Existential angst over competitive balance shouldn’t overshadow the fact we are looking at very possibly the best team in Europe right now – or damn close to it, if not. Die Werkself have players of aptitude and bravery, led by teenager Florian Wirtz who had the small consolation of laying on Schick’s goal with a smart pass, but he was like the rest of his teammates in the first half, a virtual prisoner as the visitors swarmed all over them and killed their opportunity to press as they like to do. Nagelsmann’s hand is clear to see but, led by Leon Goretzka and Joshua Kimmich in terms of intensity, the course set by Hansi Flick has not been wildly deviated from.
For those who see Bayern flexing their muscles in this way as anti-competitive spite, it’s worth considering the competition they face in Europe from clubs with less of a need to examine the balance sheet so closely. “Such games [as this],” wrote Kneer, “are powerful statements both internally and externally. They help players like Kimmich, Goretzka and Gnabry to continue to give preference to Munich over clubs run by the emirates or oligarchs.” Get paid and have fun. That, rather than being killjoys, is this Bayern’s way.
Erling Haaland came back from injury and dutifully completed the checklist of exactly how and why Dortmund need him so much, even if it was captain Marco Reus who gave the team an early lead against Mainz with a rocket. The Norwegian extended their advantage from the penalty spot and after BVB gave away the sort of ridiculous goal they have made an unwelcome habit of, Haaland clinched it by converting a superb assist from the again-excellent Jude Bellingham. “It would have been great if we could have [replaced him] sooner,” said Marco Rose, “but then he goes and scores another goal in the 95th minute, which can help you out.” It is clear that a reliance on their star forward is far past the point of being a choice.
Wolfsburg are now struggling to stay with the pack. After their four-out-of-four start they have gone four Bundesliga games without a win, with Saturday’s 2-0 loss at Union Berlin their third reverse in a row. On top of that, centre-forward Wout Weghorst has tested positive for Covid and will miss this week’s Champions League match at Salzburg.

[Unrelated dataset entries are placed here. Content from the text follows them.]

Issue #2151, opened 2020-09-10
Can't identify saved file as an excalidraw file


carmine:
When I save the diagram, I get multiple suffixes (ie ..excalidraw..excalidraw..excalidraw). But that is another problem.

The problem here is, when I try to load that file, my mac doesn't recognize the file. I have to select "all files".

dwelle:
Can't repro the duplicate `.excalidraw` on save issue (I'm on Windows), but can repro the filepicker issue on open. It seems to be related to latest change from #2149 /cc @tomayac any ideas?

tomayac:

Union are now in the top five but put Wolfsburg noses out of joint with a comment on their website’s live-text commentary describing Hertha loanee Dodi Lukebakio’s point-blank miss for the visitors in the first half, when the game was goalless. “Even my uncle would have scored,” it said, “and he has an artificial hip and a broken knee. You can tell the man came from Hertha!” Wolfsburg managing director Jörg Schmadtke later told Bild of his annoyance “even if it was meant to be funny”.
Having ended Bayern’s unbeaten home run with that stunning win, Eintracht surrendered their own sequence of invincibility, losing on their turf for the first time in 23 matches – and to struggling Hertha, no less. Jürgen Ekkelenkamp’s decisive header means the will-he-won’t-he of Pal Dardai’s future will likely continue for at least a few weeks – but after a week in which CEO Carsten Schmidt surprisingly quit, any end to drama in the capital’s favourite soap opera appears unlikely.